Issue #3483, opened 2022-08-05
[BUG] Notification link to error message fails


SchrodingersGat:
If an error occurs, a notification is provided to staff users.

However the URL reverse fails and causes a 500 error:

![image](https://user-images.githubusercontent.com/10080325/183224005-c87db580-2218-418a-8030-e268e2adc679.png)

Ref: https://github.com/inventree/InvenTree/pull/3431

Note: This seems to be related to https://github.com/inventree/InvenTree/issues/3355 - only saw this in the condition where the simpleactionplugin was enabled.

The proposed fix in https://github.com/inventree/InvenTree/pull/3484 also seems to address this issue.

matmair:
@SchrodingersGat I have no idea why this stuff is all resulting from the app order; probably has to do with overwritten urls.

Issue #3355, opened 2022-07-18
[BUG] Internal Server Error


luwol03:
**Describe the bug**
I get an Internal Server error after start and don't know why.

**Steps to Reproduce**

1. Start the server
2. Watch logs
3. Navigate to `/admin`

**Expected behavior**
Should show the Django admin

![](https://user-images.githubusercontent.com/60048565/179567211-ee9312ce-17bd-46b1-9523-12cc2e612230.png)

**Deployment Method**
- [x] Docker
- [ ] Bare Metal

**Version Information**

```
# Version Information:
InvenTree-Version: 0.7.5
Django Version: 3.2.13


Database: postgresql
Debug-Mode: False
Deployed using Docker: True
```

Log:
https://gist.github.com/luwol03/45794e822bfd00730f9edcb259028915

--

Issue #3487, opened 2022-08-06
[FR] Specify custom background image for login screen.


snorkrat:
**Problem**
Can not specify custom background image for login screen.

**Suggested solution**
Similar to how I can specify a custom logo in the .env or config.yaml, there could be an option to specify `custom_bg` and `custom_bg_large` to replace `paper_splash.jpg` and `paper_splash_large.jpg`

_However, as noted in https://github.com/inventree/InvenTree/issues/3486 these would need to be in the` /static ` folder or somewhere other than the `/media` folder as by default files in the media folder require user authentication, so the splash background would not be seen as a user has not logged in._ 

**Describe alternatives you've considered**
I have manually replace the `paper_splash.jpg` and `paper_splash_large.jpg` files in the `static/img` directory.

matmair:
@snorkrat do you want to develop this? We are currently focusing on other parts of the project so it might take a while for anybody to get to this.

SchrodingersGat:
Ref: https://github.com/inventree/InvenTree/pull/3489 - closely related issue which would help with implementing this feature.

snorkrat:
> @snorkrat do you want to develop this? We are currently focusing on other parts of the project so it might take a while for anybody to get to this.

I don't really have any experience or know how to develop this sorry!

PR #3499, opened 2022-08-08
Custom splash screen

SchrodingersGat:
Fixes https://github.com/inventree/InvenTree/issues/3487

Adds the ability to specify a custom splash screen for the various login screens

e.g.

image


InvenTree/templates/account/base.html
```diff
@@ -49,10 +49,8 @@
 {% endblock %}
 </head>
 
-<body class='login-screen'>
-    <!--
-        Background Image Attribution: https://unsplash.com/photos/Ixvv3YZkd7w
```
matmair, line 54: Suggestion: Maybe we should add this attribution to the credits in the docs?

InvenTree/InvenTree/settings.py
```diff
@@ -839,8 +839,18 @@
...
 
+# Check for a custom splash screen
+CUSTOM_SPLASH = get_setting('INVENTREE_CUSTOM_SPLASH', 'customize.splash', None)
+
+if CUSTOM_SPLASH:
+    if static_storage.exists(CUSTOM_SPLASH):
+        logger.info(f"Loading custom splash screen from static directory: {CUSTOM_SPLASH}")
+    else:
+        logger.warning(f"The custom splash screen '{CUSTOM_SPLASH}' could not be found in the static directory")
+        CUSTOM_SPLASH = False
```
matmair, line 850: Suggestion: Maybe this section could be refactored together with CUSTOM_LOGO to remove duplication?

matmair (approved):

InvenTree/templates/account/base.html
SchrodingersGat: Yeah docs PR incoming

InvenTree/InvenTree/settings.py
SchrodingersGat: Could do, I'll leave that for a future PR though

_What is needed:_
Every line above that holds the word "False" should be copied out.

_Reply:_
Debug-Mode: False
+        CUSTOM_SPLASH = False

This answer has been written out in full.